== What needs to be done ==
The data below should be repeated exactly and in full.
═══ Task inputs
Issue #14560, opened 2023-08-23
[bug] CMakeDeps: Target name '<name>' already exists


BobIsOnFire:
### Environment details

* Operating System+version: Oracle Linux 8
* Compiler+version: gcc 8
* Conan version: 2.0.9
* Python version: 3.6

#### Minimal project example

```
.
├── CMakeLists.txt
└── conanfile.txt
```

`conanfile.txt`:

```ini
[requires]
libarchive/3.6.2

[options]
libarchive/*:with_lz4 = True

[generators]
CMakeDeps
```

`CMakeLists.txt`:

```cmake
cmake_minimum_required(VERSION 3.15)

project(test)

find_package(LibArchive REQUIRED)
find_package(lz4 REQUIRED)
```

#### Commands

* `conan install . --output-folder ./conan/ --build missing`
* `cmake -B ./build -DCMAKE_BUILD_TYPE=Debug -DCMAKE_PREFIX_PATH=$(pwd)/conan -DCMAKE_FIND_PACKAGE_PREFER_CONFIG=ON`

### Logs

Logs from `cmake` command:

```
-- The C compiler identification is GNU 8.5.0
-- The CXX compiler identification is GNU 8.5.0
-- Detecting C compiler ABI info
-- Detecting C compiler ABI info - done
-- Check for working C compiler: /usr/bin/cc - skipped
-- Detecting C compile features
-- Detecting C compile features - done
-- Detecting CXX compiler ABI info
-- Detecting CXX compiler ABI info - done
-- Check for working CXX compiler: /usr/bin/c++ - skipped
-- Detecting CXX compile features
-- Detecting CXX compile features - done
-- Conan: Target declared 'LibArchive::LibArchive'
-- Conan: Target declared 'ZLIB::ZLIB'
-- Conan: Target declared 'Iconv::Iconv'
-- Conan: Target declared 'LZ4::lz4_static'
CMake Warning at conan/lz4Targets.cmake:25 (message):
  Target name 'lz4::lz4' already exists.
Call Stack (most recent call first):
  conan/lz4-config.cmake:16 (include)
  CMakeLists.txt:8 (find_package)


-- Configuring done (0.3s)
-- Generating done (0.0s)
-- Build files have been written to: /home/user/repro/build
```

[...]

Issue #12958, opened 2023-01-23
[bug] Warning when using target aliases with CMakeDeps


phamelin:
### Environment details

* Conan version: 1.54

### Steps to reproduce

If a package has defined  `cmake_target_aliases` property, e.g.:

```
def package_info(self):
    # ...
    self.cpp_info.set_property("cmake_target_name", "mypackage::mypackage")
    self.cpp_info.set_property("cmake_target_aliases", ["mypackage"])
```
then, there's a warning when the find_package is called twice:
```
CMake Warning at build/Release/conan/mypackageTargets.cmake:25 (message):
   Target name 'mypackage' already exists.
 Call Stack (most recent call first):
   build/Release/conan/mypackageTargets-config.cmake:10 (include)
   CMakeLists.txt:54 (find_package)
```
This is explained by this part of the `mypackageTargets.cmake`:
```
if(NOT TARGET mypackage::mypackage)
    add_library(mypackage::mypackageINTERFACE IMPORTED)
    message(STATUS "Conan: Target declared 'mypackage::mypackage'")
endif()
if(NOT TARGET mypackage)
    add_library(mypackageINTERFACE IMPORTED)
    set_property(TARGET mypackagePROPERTY INTERFACE_LINK_LIBRARIES mypackage::mypackage)
else()
    message(WARNING "Target name 'mypackage' already exists.")
endif()
```
We see that the `else()` condition is present only for the target alias. We can avoid to call `find_package(mypackage)` twice in the consumer package. However, if another package also depends on `mypackage`, `find_dependency` macro will be called by the other package config file and the warning will still be present.

If there's no warning for the main target, I suggest that there should have no warning for the target alias as well.

Hopobcn:
Any feedback on this? It's really a bit annoying to have these warnings TBH. They dirty the cmake configuration process which lowers the confidence on the conan generated code.

> New in version 3.15: Added the NOTICE, VERBOSE, DEBUG, and TRACE levels.
  
Perhaps now that cmake supports 3.15 these warnings could be moved to another level?

memsharded:
Thanks for the feedback.
https://github.com/conan-io/conan/pull/14644 from @BobIsOnFire will remove this warning, it was more annoying that helpful. It will be in next 2.0.11

PR #14644, opened 2023-09-01
 CMakeDeps: remove warning about existing alias

BobIsOnFire:
Changelog: Fix: CMakeDeps: Remove "Target name ... already exists" warning about duplicating aliases.
Docs: omit

This PR benefits #14560 (and #12958)

### DIFF
--- a/conan/tools/cmake/cmakedeps/templates/targets.py
+++ b/conan/tools/cmake/cmakedeps/templates/targets.py
@@ -80,8 +80,6 @@ class TargetsTemplate(CMakeDepsFileTemplate):
         if(NOT TARGET {{alias}})
             add_library({{alias}} INTERFACE IMPORTED)
             set_property(TARGET {{ alias }} PROPERTY INTERFACE_LINK_LIBRARIES {{target}})
-        else()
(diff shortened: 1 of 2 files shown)


memsharded:
Thanks for your contribution @BobIsOnFire 

I think I'd advocate for removing the warning completely, I think it is there to protect against colliding aliases from different packages, but that check should better be done globally, I'll check with the team.

memsharded:
It seems this warning is more problematic than helpful for most users. Lets do the following:

- Please remove the warnings completely from CMake code (do you want to do it in this same PR @BobIsOnFire ?). Note: there is a test ``test_collide_component_alias`` that explicitly checks for this warning, this test can remove the check, and add a comment that this is possible (alias collision), and it will not warn at this moment.
- As a future thing, we could consider checking in the ``CMakeDeps`` python code possible aliases colisions and warn, or even error from there.

BobIsOnFire:
Hi @memsharded 

Thanks! I have updated branch to remove warning / adjust tests.

jcar87 (approved):

memsharded (approved):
══════
== Written answer ==
Issue #14560, opened 2023-08-23
[bug] CMakeDeps: Target name '<name>' already exists


BobIsOnFire:
### Environment details

* Operating System+version: Oracle Linux 8
* Compiler+version: gcc 8
* Conan version: 2.0.9
* Python version: 3.6

#### Minimal project example

```
.
├── CMakeLists.txt
└── conanfile.txt
```

`conanfile.txt`:

```ini
[requires]
libarchive/3.6.2

[options]
libarchive/*:with_lz4 = True

[generators]
CMakeDeps
```

`CMakeLists.txt`:

```cmake
cmake_minimum_required(VERSION 3.15)

project(test)

find_package(LibArchive REQUIRED)
find_package(lz4 REQUIRED)
```

#### Commands

* `conan install . --output-folder ./conan/ --build missing`
* `cmake -B ./build -DCMAKE_BUILD_TYPE=Debug -DCMAKE_PREFIX_PATH=$(pwd)/conan -DCMAKE_FIND_PACKAGE_PREFER_CONFIG=ON`

### Logs

Logs from `cmake` command:

```
-- The C compiler identification is GNU 8.5.0
-- The CXX compiler identification is GNU 8.5.0
-- Detecting C compiler ABI info
-- Detecting C compiler ABI info - done
-- Check for working C compiler: /usr/bin/cc - skipped
-- Detecting C compile features
-- Detecting C compile features - done
-- Detecting CXX compiler ABI info
-- Detecting CXX compiler ABI info - done
-- Check for working CXX compiler: /usr/bin/c++ - skipped
-- Detecting CXX compile features
-- Detecting CXX compile features - done
-- Conan: Target declared 'LibArchive::LibArchive'
-- Conan: Target declared 'ZLIB::ZLIB'
-- Conan: Target declared 'Iconv::Iconv'
-- Conan: Target declared 'LZ4::lz4_static'
CMake Warning at conan/lz4Targets.cmake:25 (message):
  Target name 'lz4::lz4' already exists.
Call Stack (most recent call first):
  conan/lz4-config.cmake:16 (include)
  CMakeLists.txt:8 (find_package)


-- Configuring done (0.3s)
-- Generating done (0.0s)
-- Build files have been written to: /home/user/repro/build
```

[...]

Issue #12958, opened 2023-01-23
[bug] Warning when using target aliases with CMakeDeps


phamelin:
### Environment details

* Conan version: 1.54

### Steps to reproduce

If a package has defined  `cmake_target_aliases` property, e.g.:

```
def package_info(self):
    # ...
    self.cpp_info.set_property("cmake_target_name", "mypackage::mypackage")
    self.cpp_info.set_property("cmake_target_aliases", ["mypackage"])
```
then, there's a warning when the find_package is called twice:
```
CMake Warning at build/Release/conan/mypackageTargets.cmake:25 (message):
   Target name 'mypackage' already exists.
 Call Stack (most recent call first):
   build/Release/conan/mypackageTargets-config.cmake:10 (include)
   CMakeLists.txt:54 (find_package)
```
This is explained by this part of the `mypackageTargets.cmake`:
```
if(NOT TARGET mypackage::mypackage)
    add_library(mypackage::mypackageINTERFACE IMPORTED)
    message(STATUS "Conan: Target declared 'mypackage::mypackage'")
endif()
if(NOT TARGET mypackage)
    add_library(mypackageINTERFACE IMPORTED)
    set_property(TARGET mypackagePROPERTY INTERFACE_LINK_LIBRARIES mypackage::mypackage)
else()
    message(WARNING "Target name 'mypackage' already exists.")
endif()
```
We see that the `else()` condition is present only for the target alias. We can avoid to call `find_package(mypackage)` twice in the consumer package. However, if another package also depends on `mypackage`, `find_dependency` macro will be called by the other package config file and the warning will still be present.

If there's no warning for the main target, I suggest that there should have no warning for the target alias as well.

Hopobcn:
Any feedback on this? It's really a bit annoying to have these warnings TBH. They dirty the cmake configuration process which lowers the confidence on the conan generated code.

> New in version 3.15: Added the NOTICE, VERBOSE, DEBUG, and TRACE levels.
  
Perhaps now that cmake supports 3.15 these warnings could be moved to another level?

memsharded:
Thanks for the feedback.
https://github.com/conan-io/conan/pull/14644 from @BobIsOnFire will remove this warning, it was more annoying that helpful. It will be in next 2.0.11

PR #14644, opened 2023-09-01
 CMakeDeps: remove warning about existing alias

BobIsOnFire:
Changelog: Fix: CMakeDeps: Remove "Target name ... already exists" warning about duplicating aliases.
Docs: omit

This PR benefits #14560 (and #12958)

### DIFF
--- a/conan/tools/cmake/cmakedeps/templates/targets.py
+++ b/conan/tools/cmake/cmakedeps/templates/targets.py
@@ -80,8 +80,6 @@ class TargetsTemplate(CMakeDepsFileTemplate):
         if(NOT TARGET {{alias}})
             add_library({{alias}} INTERFACE IMPORTED)
             set_property(TARGET {{ alias }} PROPERTY INTERFACE_LINK_LIBRARIES {{target}})
-        else()
(diff shortened: 1 of 2 files shown)


memsharded:
Thanks for your contribution @BobIsOnFire 

I think I'd advocate for removing the warning completely, I think it is there to protect against colliding aliases from different packages, but that check should better be done globally, I'll check with the team.

memsharded:
It seems this warning is more problematic than helpful for most users. Lets do the following:

- Please remove the warnings completely from CMake code (do you want to do it in this same PR @BobIsOnFire ?). Note: there is a test ``test_collide_component_alias`` that explicitly checks for this warning, this test can remove the check, and add a comment that this is possible (alias collision), and it will not warn at this moment.
- As a future thing, we could consider checking in the ``CMakeDeps`` python code possible aliases colisions and warn, or even error from there.

BobIsOnFire:
Hi @memsharded 

Thanks! I have updated branch to remove warning / adjust tests.

jcar87 (approved):

memsharded (approved):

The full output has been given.